In deze zaak gaat het om een hoger beroep van een appellant die sinds 2020 dakloos is en een aanvraag voor een urgentieverklaring heeft ingediend bij het college van burgemeester en wethouders van Den Haag. De aanvraag is afgewezen op 17 januari 2023, omdat het college meerdere algemene weigeringsgronden van toepassing achtte. De appellant, die lijdt aan een posttraumatische stressstoornis, heeft aangegeven dat hij een eigen woonruimte nodig heeft om tot rust te komen en zijn psychische klachten aan te pakken. Hij heeft drie kinderen die hij graag zou willen ontvangen in een eigen woning.

Het college heeft de aanvraag afgewezen op basis van de Huisvestingsverordening Den Haag 2019, waarin staat dat dakloosheid en psychische problemen ten gevolge van dakloosheid niet als urgente huisvestingsproblemen worden aangemerkt. Ook voldoet de appellant niet aan de bindingseis, omdat hij niet twee jaar aaneensluitend ingeschreven heeft gestaan in een van de gemeenten in de regio Haaglanden. De rechtbank Den Haag heeft op 27 februari 2024 het beroep van de appellant ongegrond verklaard, waarna de appellant hoger beroep heeft ingesteld.

De Afdeling bestuursrechtspraak van de Raad van State heeft de gronden van het hoger beroep beoordeeld en geconcludeerd dat deze grotendeels een herhaling zijn van de eerder aangevoerde argumenten. De rechtbank heeft gemotiveerd op deze gronden ingegaan en de Afdeling kan zich vinden in het oordeel van de rechtbank. Het hoger beroep is ongegrond verklaard en de uitspraak van de rechtbank is bevestigd.
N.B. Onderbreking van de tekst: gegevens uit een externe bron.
PR #609, opened 2024-02-20
OC-786: Use newer versions of github actions

finlay-jisc:
The purpose of this PR was to address warnings that are showing up telling us to update our github actions to stop using out of date versions of nodeJS. We should update the following wherever we use them:

- actions/checkout (to v4)
- actions/setup-node (to v4)

---

### Acceptance Criteria:

- We are using v4 of the "checkout" and "setup-node" github actions
- The warnings shown relating to this no longer appear

---

### Checklist:

- [ ] Local manual testing conducted
- [ ] Automated tests added
- [ ] Documentation updated

---

### Tests: N/A

---

### Screenshots:

This is the output of the API and UI tasks run just before this change (note warnings):

Screenshot 2024-02-20 131635
Screenshot 2024-02-20 131652

And on the task run triggered by pushing this update, with no warnings:
Screenshot 2024-02-20 131624
Screenshot 2024-02-20 131645

### DIFF
--- a/.github/workflows/api-build.yml
+++ b/.github/workflows/api-build.yml
@@ -7,10 +7,10 @@ jobs:
     runs-on: ubuntu-latest
     steps:
       - name: Checkout
-        uses: actions/checkout@v2
+        uses: actions/checkout@v4
 
       - name: Setup Node 18.x Environment
-        uses: actions/setup-node@v2
+        uses: actions/setup-node@v4
         with:
           node-version: "18.x"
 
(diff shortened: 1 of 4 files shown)


.github/workflows/api-build.yml
```diff
@@ -7,10 +7,10 @@ jobs:
...
     steps:
       - name: Checkout
-        uses: actions/checkout@v2
+        uses: actions/checkout@v4
 
       - name: Setup Node 18.x Environment
-        uses: actions/setup-node@v2
+        uses: actions/setup-node@v4
         with:
           node-version: "18.x"
```
adwearing-jisc, line 15: I know 18.x is still in support, but it's only security support, 20 is the one in active support. Could look to move to that version if it's supported? Having issues over on Azure and terraform with 20 not being fully supported yet, not sure how well AWS/github actions are doing

adwearing-jisc (approved):

.github/workflows/api-build.yml
finlay-jisc: I'd like to use 20 but I've left at 18 for now to match the project, as we still develop + run octopus with node 18 at the moment. It would be good to bump this up to v20 for the whole project soon; I would include the github actions as part of that

PR #611, opened 2024-02-21
OC-784: Automatically zip up pub router lambda code

finlay-jisc:
The purpose of this PR was to use terraform to automatically generate a zip archive of the code for our pub router lambda function. This will mean we don't have to keep the zip in our codebase and regenerate it manually each time it changes.

I tested this by running a new terraform apply on the int environment. At first, it changed the lambda function in place because the file name and source_code_hash changed in the state. I think this will just happen once after changing it from the manually-maintained zip file. After that, I deleted the resulting zip file, ran a terraform plan again, and the zip file was regenerated without suggesting any changes to the terraform state. Also confirmed that the pub router function was working as before.

---

### Acceptance Criteria:

- Terraform generates the zip file on the fly for the pubrouter lambda function.

---

### Checklist:

- [ ] Automated tests added
- [ ] Documentation updated


adwearing-jisc:
> After that, I deleted the resulting zip file, ran a terraform plan again, and the zip file was regenerated without suggesting any changes to the terraform state. Also confirmed that the pub router function was working as before.

Worth doing another test with this. Make a change to your code, then do a new terraform plan and see if it suggests a change. Had issues in the past with terraform not catching changes like this.

finlay-jisc:
> > After that, I deleted the resulting zip file, ran a terraform plan again, and the zip file was regenerated without suggesting any changes to the terraform state. Also confirmed that the pub router function was working as before.
> 
> Worth doing another test with this. Make a change to your code, then do a new terraform plan and see if it suggests a change. Had issues in the past with terraform not catching changes like this.

Good point, I didn't think about testing it with changed code. It looks okay though - I just tried adding a space to a console.log and this brought up a change in the TF plan. If I put it back how it was, it didn't suggest a change.

adwearing-jisc (approved):

PR #633, opened 2024-03-28
OC-324: Implement Content Security Policy (CSP)

finlay-jisc:
The purpose of this PR was to send a Content Security Policy to the Octopus front end application, as an added layer of security that helps to detect and mitigate certain types of attacks, including Cross Site Scripting (XSS) and data injection attacks.

---

### Acceptance Criteria:

- A CSP response header is sent on Octopus and is restrictive as we can make it without breaking parts of the application.

---

### Checklist:

- [ ] Automated tests added
- [ ] Documentation updated

---

### Tests:

E2E:
Screenshot 2024-03-28 115923

### DIFF
--- a/ui/next.config.js
+++ b/ui/next.config.js
@@ -1,4 +1,18 @@
 /** @type {import('next').NextConfig} */
+const CSPDirectives = [
+    "default-src 'self';",
+    "script-src 'self' 'unsafe-eval' 'unsafe-inline';",
+    "style-src 'self' 'unsafe-inline';",
+    `connect-src 'self' *.api.octopus.ac http://127.0.0.1:4003 https://api.octopus.ac https://api.ror.org https://cdn.contentful.com;`,
+    'img-src https:;',
+    'media-src https://octopus-promo-video.s3.eu-west-1.amazonaws.com https://www.youtube.com;',
+    "font-src 'self';",
+    "object-src 'none';",
+    "base-uri 'self';",
+    "form-action 'self';",
+    "frame-ancestors 'none';",
+    'upgrade-insecure-requests;'
+];
 const nextConfig = {
     reactStrictMode: true,
 
@@ -13,6 +27,19 @@ const nextConfig = {
                 source: '/documentation/api',
                 destination: 'https://jiscsd.github.io/octopus',
                 permanent: true
+            }
+        ];
+    },
+    async headers() {
+        return [
+            {
+                source: '/(.*)',
+                headers: [
+                    {
+                        key: 'Content-Security-Policy',
+                        value: CSPDirectives.join(' ')
+                    }
+                ]
             }
         ];
     }
--- a/ui/next.config.js
+++ b/ui/next.config.js
@@ -1,18 +1,48 @@
 /** @type {import('next').NextConfig} */
 const CSPDirectives = [
-    "default-src 'self';",
-    "script-src 'self' 'unsafe-eval' 'unsafe-inline';",
+    "default-src 'none';",
+    `script-src 'self' ${process.env.NODE_ENV === 'development' ? "'unsafe-eval'" : ''};`,
     "style-src 'self' 'unsafe-inline';",
-    `connect-src 'self' *.api.octopus.ac http://127.0.0.1:4003 https://api.octopus.ac https://api.ror.org https://cdn.contentful.com;`,
-    'img-src https:;',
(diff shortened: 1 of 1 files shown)


ui/next.config.js
```diff
@@ -1,4 +1,18 @@
 /** @type {import('next').NextConfig} */
+const CSPDirectives = [
+    "default-src 'self';",
```
adwearing-jisc, line 3: Wouldn't this be better as 'none'? Ideally everything will be set to something or 'self', everything else 'none'.

ui/next.config.js
```diff
@@ -1,4 +1,18 @@
...
+    "script-src 'self' 'unsafe-eval' 'unsafe-inline';",
```
adwearing-jisc, line 4: Why unsafe-eval and unsafe-inline? These should be removed. If you need them locally for hot reload, you can specifically add them for dev mode.

ui/next.config.js
```diff
@@ -1,4 +1,18 @@
...
+    "style-src 'self' 'unsafe-inline';",
```
adwearing-jisc, line 5: As above, unsafe-inline shouldn't be used.

adwearing-jisc: Though I recall having issues with tailwind and needing unsafe-inline (not sure what CSS you're using)

ui/next.config.js
```diff
@@ -1,4 +1,18 @@
...
+    `connect-src 'self' *.api.octopus.ac http://127.0.0.1:4003 https://api.octopus.ac https://api.ror.org https://cdn.contentful.com;`,
+    'img-src https:;',
```
adwearing-jisc, line 7: Should this have a defined list?

ui/next.config.js
```diff
@@ -1,4 +1,18 @@
...
+    'media-src https://octopus-promo-video.s3.eu-west-1.amazonaws.com https://www.youtube.com;',
+    "font-src 'self';",
+    "object-src 'none';",
+    "base-uri 'self';",
+    "form-action 'self';",
+    "frame-ancestors 'none';",
```
adwearing-jisc, line 13: missing frame-src

ui/next.config.js
```diff
@@ -15,6 +29,19 @@ const nextConfig = {
                 permanent: true
             }
         ];
+    },
+    async headers() {
```
adwearing-jisc, line 33: Are you adding other headers beyond CSP? Examples for hedd here - https://github.com/JiscSD/hedd-axolotl/blob/main/axolotl/next.config.js (note frame-src is set to * due to payment page loading iframes from banks)

adwearing-jisc (changes requested):
Questions surrounding using unsafe-inline and unsafe-eval. Ideally these would be removed in CSP rules.

ui/next.config.js
finlay-jisc: Yeah, it makes sense for the catch-all to be less permissive. I've set it to 'none'

ui/next.config.js
finlay-jisc: I based it off of the example on the NextJS docs which also had those - I've now set it to be 'self' only unless local, in which case it also has 'unsafe-eval', which then works OK. Will see how it works on the deployed environment

ui/next.config.js
finlay-jisc: The styles weren't loading unless I used unsafe-inline. We are using tailwind, so maybe that's why

ui/next.config.js
finlay-jisc: I would suggest not because there's only this place that it's being used, but if we needed it elsewhere a dedicated list would make more sense

ui/next.config.js
finlay-jisc: Added this in the latest commit

ui/next.config.js
finlay-jisc: Have included most of the extra headers from the hedd example, only leaving out X-XSS-Protection because MDN said it wasn't needed unless you're really trying to support legacy browsers

ui/next.config.js
adwearing-jisc: :+1: That's fair enough, annoying issue with tailwind. unsafe-inline on styles isn't nearly as bad as scripts. Necessary evil for now.

ui/next.config.js
adwearing-jisc: Great, after I sent you the link I revisited Hedd's and noticed they probably need updating as some are replaced by CSP.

Het college hoeft geen proceskosten te vergoeden.

Uitspraak

202402096/1/A2.
Datum uitspraak: 12 maart 2025
AFDELING
BESTUURSRECHTSPRAAK
Uitspraak als bedoeld in artikel 8:57 van de Algemene wet bestuursrecht (hierna: de Awb) op het hoger beroep van:
[appellant], wonend in Den Haag,
appellant,
tegen de uitspraak van de rechtbank Den Haag van 27 februari 2024 in zaak nr. 23/4768 in het geding tussen:
[appellant]
en
het college van burgemeester en wethouders van Den Haag (hierna: het college)
Procesverloop
Bij besluit van 17 januari 2023 heeft het college een aanvraag van [appellant] voor een urgentieverklaring afgewezen.
Bij besluit van 13 juni 2023 heeft het college het door [appellant] daartegen gemaakte bezwaar ongegrond verklaard.
Bij uitspraak van 27 februari 2024 heeft de rechtbank het door [appellant] daartegen ingestelde beroep ongegrond verklaard.
Tegen deze uitspraak heeft [appellant] hoger beroep ingesteld.
Het college heeft een schriftelijke uiteenzetting gegeven.
Geen van de partijen heeft binnen de gestelde termijn verklaard gebruik te willen maken van het recht ter zitting te worden gehoord, waarna de Afdeling het onderzoek met toepassing van artikel 8:57, derde lid, gelezen in verbinding met artikel 8:108, eerste lid, van de Awb heeft gesloten.
Overwegingen
1.       [appellant] is sinds 2020 dakloos. Hij slaapt bij familie en vrienden of in de auto. In zijn aanvraag geeft hij aan dat hij een posttraumatische stressstoornis heeft, waardoor hij niet goed met anderen kan samenwonen. Hij zou graag over een eigen woonruimte beschikken om tot rust te komen, aan zijn psychische klachten te werken en zijn drie kinderen te ontvangen. Daarom heeft hij een urgentieverklaring aangevraagd.
2.       Het college heeft deze aanvraag afgewezen omdat meerdere algemene weigeringsgronden van toepassing zijn. Op grond van artikel 4:5, aanhef en onder b, van de Huisvestingsverordening Den Haag 2019 (hierna: Huisvestingsverordening), zoals nader uitgewerkt in artikel 2.1.2, onder m, n en o, van de Beleidsregel urgentieverklaringen Den Haag 2019 (hierna: Beleidsregel) worden dakloosheid, psychische problemen ten gevolge van dakloosheid en het niet kunnen ontvangen van de kinderen door een gebrek aan een vaste woonplek niet als een urgent huisvestingsprobleem aangemerkt. Op grond van artikel 4:5, aanhef en onder c, van de Huisvestingsverordening en artikel 2.1.3, onder f, van de Beleidsregel heeft het college zich op het standpunt gesteld dat het huisvestingsprobleem redelijkerwijs met gerichte behandeling kan worden opgelost. Ook voldoet [appellant] niet aan de bindingseis van artikel 4:5, aanhef en onder n, van de Huisvestingsverordening en artikel 2.14 van de Beleidsregel, omdat hij niet twee jaar aaneensluitend ingeschreven heeft gestaan in één van de gemeenten in regio Haaglanden. Daarnaast heeft het college geen reden gezien om de hardheidsclausule toe te passen, omdat de situatie van [appellant] niet zodanig schrijnend is in vergelijking met andere woningzoekenden die in vergelijkbare omstandigheden verkeren.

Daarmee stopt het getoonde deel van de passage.